For those who don’t want to pull out a calculator, that’s more than a half a million dollars annually.

Enbridge was also looking to implement a new financial system across the organization. It ultimately chose Oracle, but found it was lacking in one particular area — its expense management component was missing several of Enbridge’s key requirements, Cook says.

For one thing, it did not address the idiosyncrasies of Canadian tax laws. Neither could it handle two data feeds — two separate credit cards in this case, one for travel and entertainment and one for purchasing. Enbridge also wanted to be able to split specific line items up where needed, says Cook. “”A lot of people travel or purchase materials that are split between projects and normal operating costs.””

An RFP led Enbridge to select Toronto-based Necho Systems Corp.’s expense automation software, Necho Expense 6.0, a product Cook says was as off-the-shelf as possible. Enbridge proceeded with a phased rollout of Necho, beginning with its corporate offices and pipeline division last spring.

Necho interfaces with Oracle to tap relevant financial data, as well as Bank of Montreal for the purchasing credit card data and American Express for the travel and entertainment credit card data.

Using Necho, Enbridge has completely automated its expense management from what was a paper, Excel spreadsheet-based process where everyone, from employee to accounts payable, had to input their data manually. Once the expense report is approved, the details are fed to Oracle.

Cook says it now costs $42 to process each expense report, and Enbridge aims to get that cost even lower — $13 per report.

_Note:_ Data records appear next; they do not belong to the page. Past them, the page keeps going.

PR #47, opened 2020-10-17
Illustrate features using gifs instead of screenshots

patrickf3139:
Goal
- Use gifs--a video is much better at capturing and explaining a feature than a static image.
- Feature @IlanCosman's Tide prompt manager

For posterity, here is how I'm recording
- remove all Nerd font glyphs from prompt as they don't render with asciinema
- disable fish history with `set -g fish_history ""` to turn off annoying autocomplete
- iTerm2 settings: dimensions = 121x33, font size = 16
- record using `asciinema`, output file outside of git repo so git section of prompt doesn't change
- convert to gif at https://dstein64.github.io/gifcast/
- gifcast settings: font = courier, theme = solarized dark

Resolves #31

PR #216, opened 2021-12-30
Introduce feature to search for processes

cr-mitmit:
Allows searching for PIDs of any running process.
Useful for commands such as

> kill -STOP \co 

Todos
- [X] make the fzf options for pid configurable https://github.com/PatrickF1/fzf.fish#pass-fzf-options-for-a-specific-feature
- [X] ~add process owner to main fzf window: CANCELLED not enough space~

Necho has released version 7.0 of its software, which Cook says Enbridge might look at in 2004. For now it’s looking at an incremental upgrade to Necho 6.6.

Christa Degnan, supply chain research director for Boston’s Aberdeen Group, says Necho has found a niche major ERP vendors aren’t addressing, and by streamlining the expense process, customers are finding other benefits.

“”They have all this information they can use to do more strategic sourcing,”” she says. “”It becomes so visible and so obvious when employees spend their money on the wrong things.””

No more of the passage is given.